§ **INSTRUCTIONS FOR THE TASK**: For the word "lock", state how many lines below contain it. Give no other text.

§ **INPUT RECORDS**:
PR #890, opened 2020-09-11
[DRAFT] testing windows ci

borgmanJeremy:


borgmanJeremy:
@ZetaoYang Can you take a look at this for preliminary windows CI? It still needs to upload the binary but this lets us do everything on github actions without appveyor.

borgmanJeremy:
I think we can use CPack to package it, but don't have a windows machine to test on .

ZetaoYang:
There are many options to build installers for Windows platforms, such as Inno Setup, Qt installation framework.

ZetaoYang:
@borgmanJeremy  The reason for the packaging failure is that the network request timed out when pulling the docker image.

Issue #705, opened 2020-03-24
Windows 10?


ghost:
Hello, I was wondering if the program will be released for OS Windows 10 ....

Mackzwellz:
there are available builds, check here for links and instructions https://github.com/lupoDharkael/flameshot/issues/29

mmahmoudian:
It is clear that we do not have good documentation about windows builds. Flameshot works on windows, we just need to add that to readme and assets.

...

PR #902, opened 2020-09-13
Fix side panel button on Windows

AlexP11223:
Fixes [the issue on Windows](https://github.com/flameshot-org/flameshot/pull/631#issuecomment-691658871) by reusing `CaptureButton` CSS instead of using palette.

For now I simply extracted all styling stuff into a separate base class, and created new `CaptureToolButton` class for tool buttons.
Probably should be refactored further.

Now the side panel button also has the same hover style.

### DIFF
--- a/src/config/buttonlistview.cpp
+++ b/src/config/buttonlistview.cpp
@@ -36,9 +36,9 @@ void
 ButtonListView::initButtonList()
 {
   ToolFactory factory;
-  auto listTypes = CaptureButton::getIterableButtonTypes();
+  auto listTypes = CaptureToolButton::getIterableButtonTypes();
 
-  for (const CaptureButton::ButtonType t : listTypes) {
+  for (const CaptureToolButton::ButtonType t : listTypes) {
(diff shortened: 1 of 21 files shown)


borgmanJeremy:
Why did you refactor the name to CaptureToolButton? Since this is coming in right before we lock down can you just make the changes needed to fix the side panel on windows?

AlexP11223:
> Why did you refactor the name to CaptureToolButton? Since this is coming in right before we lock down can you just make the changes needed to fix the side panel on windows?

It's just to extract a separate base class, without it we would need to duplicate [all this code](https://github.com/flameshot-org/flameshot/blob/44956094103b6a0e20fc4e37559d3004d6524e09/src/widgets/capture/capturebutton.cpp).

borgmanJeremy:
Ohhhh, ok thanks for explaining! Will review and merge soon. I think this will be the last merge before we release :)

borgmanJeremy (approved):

§ **EXERCISE RESULT**: 2